Type of Document Dissertation
Author Mazerik, Jessica Nicole
Author's Email Address jessicamazerik@gmail.com
URN etd-04302013-172218
Title Uncovering mechanisms that control myosin-1a membrane binding and targeting dynamics
Degree PhD
Department Cell and Developmental Biology
Advisory Committee
Advisor Name Title
Susan R. Wente Committee Chair
Charles R. Sanders Committee Member
James R. Goldenring Committee Member
M. Shane Hutson Committee Member
Matthew J. Tyska Committee Member
Keywords
  • epithelial brush border
  • single molecule dynamics
  • membrane binding
  • microvilli
  • myosin
  • phosphatidylserine
Date of Defense 2013-04-02
Availability unrestricted
Abstract
Epithelial cells called enterocytes line the lumen of the small intestine and are responsible for nutrient processing and barrier maintenance. Enterocytes have highly ordered actin arrays, or brush borders, on their apical surfaces. The brush border is composed of microvilli, membrane based protrusions of parallel actin bundles. Within microvilli, myosin-1a laterally links the actin cytoskeleton to the overlying membrane, and contributes to membrane tension regulation and vesicle shedding. These physiological functions require proper localization of this motor, a process that depends on the membrane binding tail homology 1 (TH1) domain. The goal of this thesis is to provide mechanistic details as to how myosin-1a targets to microvillar membrane and how its cellular dynamics are controlled. We find that in vitro and in cells myosin-1a interacts electrostatically with phosphatidylserine through basic residues in two independent bona fide membrane binding motifs. Because membrane binding controls myosin-1a targeting and previously published solution kinetic studies show the motor/actin interaction is short lived, we hypothesized that TH1 is the master regulator of dynamics for this molecule.
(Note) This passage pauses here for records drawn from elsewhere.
PR #1916, opened 2026-05-06
QVAC-18456 fix[api]: support long-form audio in parakeet TDT encoder via chunked inference

ishanvohra2:

- The exported Parakeet TDT encoder graph has static positional-encoding ceilings (long-range 9999 / local 3000 encoder frames). The local bucket is binding, capping a single encoder pass at ~3000 encoder frames (~24000 mel frames, ~240s of audio).
- Inputs longer than that previously could not be transcribed in a single TDT call (encoder would fail / be invalid for long-form audio).

## 📝 How does it solve it?

- Adds a sliding-window long-form path for the TDT encoder: `ParakeetModel::runEncoderChunked` in `addon/src/model-interface/parakeet/ParakeetModel.cpp`, declared in `ParakeetModel.hpp`.
- Chunking parameters added as `static constexpr` in `ParakeetModel.hpp`:
  - `TDT_ENCODER_CHUNK_MEL_FRAMES = 20000` (~200s, ~2500 encoder frames — under the 3000-frame local bucket)
  - `TDT_ENCODER_OVERLAP_MEL_FRAMES = 2000` (~20s context shared between adjacent windows)
  - `TDT_ENCODER_SUBSAMPLING = 8`, `TDT_ENCODER_MAX_OUTPUT_FRAMES = 3000`, `TDT_ENCODER_MAX_MEL_FRAMES = TDT_ENCODER_CHUNK_MEL_FRAMES`, `TDT_ENCODER_MIN_TAIL_MEL_FRAMES = 80`.
- Algorithm:
  - Slides over mel features with `stride = chunk - overlap`; supports both `[numFrames, MEL_BINS]` and already-transposed `[MEL_BINS, numFrames]` inputs.
  - Runs the existing `runEncoder` per window, then trims half of the overlap (in encoder-frame units) from the trailing edge of each non-final chunk and the leading edge of each non-first chunk so the concatenated output is gap-free and duplicate-free along the time axis.
  - Skips a trailing window shorter than `TDT_ENCODER_MIN_TAIL_MEL_FRAMES` when it is fully covered by the previous window's keep-region.
  - Concatenates the kept regions back into a single `[ENCODER_DIM, T]` buffer (channels-first, matching `greedyDecode`'s indexing) and returns the merged `encodedLength`.
  - Honors `throwIfCancelled()` between windows and emits a debug log with `numFrames`, window count, and total encoded frames.
- `processTDT` now dispatches to `runEncoderChunked` when `numFrames > TDT_ENCODER_MAX_MEL_FRAMES`, and falls back to the original single-pass `runEncoder` otherwise. `totalEncodedFrames_` and `encoderMs_` accounting are unchanged.
- Follow-up commit (`91e4fdc0`) tunes the chunk/overlap constants (reduced values) to stay safely under the encoder's local positional-encoding bucket.

## 🧪 How was it tested?

- Built the addon and ran TDT transcription against long-form audio that previously exceeded the encoder's static length cap; verified the chunked path is selected (`numFrames > TDT_ENCODER_MAX_MEL_FRAMES`) and produces a single concatenated transcript without gaps or duplicated regions at chunk boundaries.
- Verified short audio still goes through the original `runEncoder` path (no behavior change for inputs ≤ `TDT_ENCODER_MAX_MEL_FRAMES`).


GustavoA1604 (dismissed):

packages/qvac-lib-infer-parakeet/addon/src/model-interface/parakeet/ParakeetModel.hpp
```diff
@@ -242,6 +245,23 @@ class ParakeetModel : public qvac_lib_inference_addon_cpp::model::IModel,
...
   static constexpr int EOU_DECODER_LSTM_LAYERS = 1;
 
+  // ── TDT encoder long-form chunking ─────────────────────────────────────
+  // The exported TDT encoder graph has positional-encoding tensors that
+  // impose two static length ceilings on the encoder time axis:
+  //   - a long-range bucket of 9999 frames
+  //   - a tighter (relative/local) bucket of 3000 frames
+  // The tighter bucket is the binding constraint, so chunks fed to the
+  // encoder must stay under 3000 encoder frames (= 24000 mel frames).
+  // Audio whose post-subsampling length exceeds the chunk size is processed
```
ogad-tether, line 255: `TDT_ENCODER_MAX_OUTPUT_FRAMES` is defined here but never referenced anywhere in the code — it is currently dead documentation. The invariant it captures (`CHUNK_MEL_FRAMES / SUBSAMPLING < MAX_OUTPUT_FRAMES` → `20000 / 8 = 2500 < 3000`) is exactly the kind of constraint that should be a compile-time assertion, not a comment. If someone tunes `TDT_ENCODER_CHUNK_MEL_FRAMES` up to e.g. 25000, the encoder would silently receive 3125-frame windows and hit the positional-encoding ceiling with no build failure.

Suggest adding immediately after the constant block:

```cpp
static_assert(TDT_ENCODER_CHUNK_MEL_FRAMES / TDT_ENCODER_SUBSAMPLING
                  < TDT_ENCODER_MAX_OUTPUT_FRAMES,
              "Chunk mel frames exceed encoder positional-encoding ceiling");
```

This turns a latent tuning hazard into a hard compile error.

packages/qvac-lib-infer-parakeet/addon/src/model-interface/parakeet/ParakeetModel.hpp
```diff
@@ -153,6 +153,9 @@ class ParakeetModel : public qvac_lib_inference_addon_cpp::model::IModel,
   std::vector<float> runEncoder(
       const std::vector<float>& melFeatures, int64_t numFrames,
       int64_t& encodedLength, bool alreadyTransposed = false);
+  std::vector<float> runEncoderChunked(
+      const std::vector<float>& melFeatures, int64_t numFrames,
+      int64_t& encodedLength, bool alreadyTransposed);
```
ogad-tether: `runEncoder` declares `bool alreadyTransposed = false` as a default; `runEncoderChunked` does not. The two functions are called from the same callsite in `processTDT` with the same argument, so there is no bug today. But the asymmetry means a future caller of `runEncoderChunked` will not get the same safe default that `runEncoder` provides. Suggest adding `= false` here to keep the API consistent.

ogad-tether (changes requested):
The algorithm is sound. Sliding window with symmetric half-overlap trim is the right approach for the encoder's positional-encoding ceiling; `throwIfCancelled()` between windows is correctly placed; and the merged `[ENCODER_DIM, totalKept]` layout is directly compatible with `greedyDecode`'s row-major indexing (`encoderOutput[i * encodedLength + t]`). The dispatch condition (`numFrames > TDT_ENCODER_MAX_MEL_FRAMES`) is a clean no-op for short audio. Three things to address:

**1. Missing CHANGELOG entry for 0.3.3**

`package.json` is bumped 0.3.2 → 0.3.3 but there is no `CHANGELOG.md` diff. Given that this is a user-visible capability addition (long-form audio now works where it previously failed), a `[0.3.3] Added` entry covering the chunked encoder path and the chunk/overlap constants would be consistent with the project's CHANGELOG practice.

**2. `TDT_ENCODER_MAX_OUTPUT_FRAMES` should be a `static_assert` (inline comment on `.hpp`)**

See inline thread. Currently dead documentation — add a `static_assert` so a future tuning of `TDT_ENCODER_CHUNK_MEL_FRAMES` fails at compile time instead of silently producing invalid encoder windows.

**3. `alreadyTransposed = false` missing on `runEncoderChunked` declaration (inline comment on `.hpp`)**

Minor consistency nit — see inline thread.

**Nit: no C++ unit test for the chunked merge path**

The trim-and-concatenate logic in `runEncoderChunked` (especially the `keepLen` accounting across multiple chunks and the reassembly loop) is non-trivial and currently covered only by the manual long-form test described in the PR. A GoogleTest fixture with a mock `runEncoder` that returns a known output shape would lock in the boundary arithmetic and make regressions visible under `npm run test:cpp`. Not a blocker for merge, but worth a follow-up ticket.

packages/qvac-lib-infer-parakeet/addon/src/model-interface/parakeet/ParakeetModel.hpp
ishanvohra2: Resolved

packages/qvac-lib-infer-parakeet/addon/src/model-interface/parakeet/ParakeetModel.hpp
ishanvohra2: Resolved

ogad-tether (approved):

GustavoA1604 (approved):

moromisato (approved):

gusttav-lang (approved):

GustavoA1604 (approved):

We used live cell single molecule total internal reflection fluorescence microscopy in combination with single particle tracking and mean squared displacement analysis to measure membrane bound lateral mobility for myosin-1a and TH1. Many myosin-1a molecules display long-lived low mobility dynamics. Similar events are absent from TH1 analysis, indicating the motor domain makes an unexpected contribution to limiting mobility of myosin-1a at the membrane/cytoskeletal interface. Structure/function analysis confirmed this result and revealed the neck region is also important to controlling myosin-1a dynamics. In the context of full length myosin-1a, the neck region also plays a role in regulating localization, perhaps through a conformational change that involves calmodulin/calcium interactions. This is the first study to examine live cell dynamics for any class I myosin at single molecule resolution. The results presented within this thesis provide novel insight as to how myosin-1a cellular targeting and dynamics are controlled, and how biochemical and biophysical properties of myosin-1a manifest in cells to help this molecule carry out physiological roles in the brush border.